**PROBLEM TO SOLVE**: Word for word, restate every entry that follows.

**RECORDS FOR THE TASK**:
PR #5141, opened 2017-12-07
Fix issue 5140

cristinamanum:
Do not pull in the Support page the support requests for the deleted accounts.

### DIFF
--- a/src/NuGetGallery/Areas/Admin/Controllers/SupportRequestController.cs
+++ b/src/NuGetGallery/Areas/Admin/Controllers/SupportRequestController.cs
@@ -231,7 +231,7 @@ namespace NuGetGallery.Areas.Admin.Controllers
 
             var skip = (pageNumber - 1) * take;
             var galleryUsername = GetLoggedInUser();
-            var issues = _supportRequestService.GetIssues(assignedTo, reason, issueStatusId, galleryUsername);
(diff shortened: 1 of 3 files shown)


joelverhagen:
Can we get a unit test? I see no reason why support requests shouldn't have at least some unit tests (maybe it already does?).

src/NuGetGallery/Areas/Admin/Controllers/SupportRequestController.cs
```diff
@@ -231,7 +231,7 @@ public ActionResult History(int id)
 
             var skip = (pageNumber - 1) * take;
             var galleryUsername = GetLoggedInUser();
-            var issues = _supportRequestService.GetIssues(assignedTo, reason, issueStatusId, galleryUsername);
+            var issues = _supportRequestService.GetIssues(assignedTo, reason, issueStatusId, galleryUsername).Where(i => i.CreatedBy != null);
```
chenriksson: If we always ignore / filter these out, why not delete a user's support requests when their account is deleted?

cristinamanum: The decision to keep these was for eventual future diagnostics.

cristinamanum: Added tests

PR #5146, opened 2017-12-07
ReportAbuse and ReportMyPackage permissions tests

scottbommarito:


tests/NuGetGallery.Facts/Controllers/PackagesControllerFacts.cs
```diff
@@ -1842,196 +1842,230 @@ public class TheListPackagesMethod
...
             {
-                var messageService = new Mock<IMessageService>();
-                messageService.Setup(
-                    s => s.ReportAbuse(It.Is<ReportPackageRequest>(r => r.Message == "Mordor took my finger")));
-                var package = new Package
+                get
                 {
-                    PackageRegistration = new PackageRegistration { Id = "mordor" },
-                    Version = "2.0.1"
+                    yield return new object[]
```
chenriksson: Maybe a helper would reduce the amount of code and improve readability?
```
yield return CurrentUserAndOwner(null, Owner)
yield return CurrentUserAndOwner(TestUtility.FakeUser, Owner)
yield return CurrentUserAndOwner(TestUtility.FakeAdminUser, Owner)
```

chenriksson: Also, if these user/owner combinations will be needed across multiple test classes it may be worth extracting into a helper class. Maybe in a future PR, if you come across the same pattern.

skofman1:
>             if (Request.IsAuthenticated)

looks like a confusing experience.. I filled all the details in report abuse form, and when I click 'submit' instead of submitting, I'm getting redirected to a different page..

---
Refers to: src/NuGetGallery/Controllers/PackagesController.cs:690 in 4544302. [](commit_id = 4544302d74de3133676153b0f35de174854b855e, deletion_comment = False)

tests/NuGetGallery.Facts/Controllers/PackagesControllerFacts.cs
scottbommarito: Not sure how useful the method is...this is a common confusion with XUnit theory tests. I would prefer keeping it like this because it's consistent with the rest of our XUnit testing.

Regarding extracting out the user/owner combinations, the problem with that is that they vary between the flows--e.g. "manage package owners" needs a different set of owners/non-owners than "edit"--so standardizing them would probably be more trouble than it's worth.

scottbommarito:
@skofman1 changed the behavior and updated the tests to accommodate them.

**FINISHED EXERCISE**:
PR #5141, opened 2017-12-07
Fix issue 5140

cristinamanum:
Do not pull in the Support page the support requests for the deleted accounts.

### DIFF
--- a/src/NuGetGallery/Areas/Admin/Controllers/SupportRequestController.cs
+++ b/src/NuGetGallery/Areas/Admin/Controllers/SupportRequestController.cs
@@ -231,7 +231,7 @@ namespace NuGetGallery.Areas.Admin.Controllers
 
             var skip = (pageNumber - 1) * take;
             var galleryUsername = GetLoggedInUser();
-            var issues = _supportRequestService.GetIssues(assignedTo, reason, issueStatusId, galleryUsername);
(diff shortened: 1 of 3 files shown)


joelverhagen:
Can we get a unit test? I see no reason why support requests shouldn't have at least some unit tests (maybe it already does?).

src/NuGetGallery/Areas/Admin/Controllers/SupportRequestController.cs
```diff
@@ -231,7 +231,7 @@ public ActionResult History(int id)
 
             var skip = (pageNumber - 1) * take;
             var galleryUsername = GetLoggedInUser();
-            var issues = _supportRequestService.GetIssues(assignedTo, reason, issueStatusId, galleryUsername);
+            var issues = _supportRequestService.GetIssues(assignedTo, reason, issueStatusId, galleryUsername).Where(i => i.CreatedBy != null);
```
chenriksson: If we always ignore / filter these out, why not delete a user's support requests when their account is deleted?

cristinamanum: The decision to keep these was for eventual future diagnostics.

cristinamanum: Added tests

PR #5146, opened 2017-12-07
ReportAbuse and ReportMyPackage permissions tests

scottbommarito:


tests/NuGetGallery.Facts/Controllers/PackagesControllerFacts.cs
```diff
@@ -1842,196 +1842,230 @@ public class TheListPackagesMethod
...
             {
-                var messageService = new Mock<IMessageService>();
-                messageService.Setup(
-                    s => s.ReportAbuse(It.Is<ReportPackageRequest>(r => r.Message == "Mordor took my finger")));
-                var package = new Package
+                get
                 {
-                    PackageRegistration = new PackageRegistration { Id = "mordor" },
-                    Version = "2.0.1"
+                    yield return new object[]
```
chenriksson: Maybe a helper would reduce the amount of code and improve readability?
```
yield return CurrentUserAndOwner(null, Owner)
yield return CurrentUserAndOwner(TestUtility.FakeUser, Owner)
yield return CurrentUserAndOwner(TestUtility.FakeAdminUser, Owner)
```

chenriksson: Also, if these user/owner combinations will be needed across multiple test classes it may be worth extracting into a helper class. Maybe in a future PR, if you come across the same pattern.

skofman1:
>             if (Request.IsAuthenticated)

looks like a confusing experience.. I filled all the details in report abuse form, and when I click 'submit' instead of submitting, I'm getting redirected to a different page..

---
Refers to: src/NuGetGallery/Controllers/PackagesController.cs:690 in 4544302. [](commit_id = 4544302d74de3133676153b0f35de174854b855e, deletion_comment = False)

tests/NuGetGallery.Facts/Controllers/PackagesControllerFacts.cs
scottbommarito: Not sure how useful the method is...this is a common confusion with XUnit theory tests. I would prefer keeping it like this because it's consistent with the rest of our XUnit testing.

Regarding extracting out the user/owner combinations, the problem with that is that they vary between the flows--e.g. "manage package owners" needs a different set of owners/non-owners than "edit"--so standardizing them would probably be more trouble than it's worth.

scottbommarito:
@skofman1 changed the behavior and updated the tests to accommodate them.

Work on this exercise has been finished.